Would you please return all of the entries below exactly as shown?

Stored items
<<<<

PR #1279, opened 2020-09-29
Update nativescript-build.xcconfig

facetious:
This updates the `EXCLUDED_ARCHS` build variable to remove ARM architectures from the iPhone Simulator build.

I tested this locally with a device attached and a simulator open. Executing `ns run ios` built and ran on both the iPhone and simulator simultaneously.

**Note**: I am not convinced that the additional `ARCH_64` specification needs to be there, but I don't have a 32-bit simulator to build for, so maybe it doesn't even matter anymore?

### DIFF
--- a/build/project-template/internal/nativescript-build.xcconfig
+++ b/build/project-template/internal/nativescript-build.xcconfig
@@ -18,3 +18,6 @@ LDPLUSPLUS = $SRCROOT/internal/nsld.sh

>>>>

> Answer to this problem:
PR #1279, opened 2020-09-29
Update nativescript-build.xcconfig

facetious:
This updates the `EXCLUDED_ARCHS` build variable to remove ARM architectures from the iPhone Simulator build.

I tested this locally with a device attached and a simulator open. Executing `ns run ios` built and ran on both the iPhone and simulator simultaneously.

**Note**: I am not convinced that the additional `ARCH_64` specification needs to be there, but I don't have a 32-bit simulator to build for, so maybe it doesn't even matter anymore?

### DIFF
--- a/build/project-template/internal/nativescript-build.xcconfig
+++ b/build/project-template/internal/nativescript-build.xcconfig
@@ -18,3 +18,6 @@ LDPLUSPLUS = $SRCROOT/internal/nsld.sh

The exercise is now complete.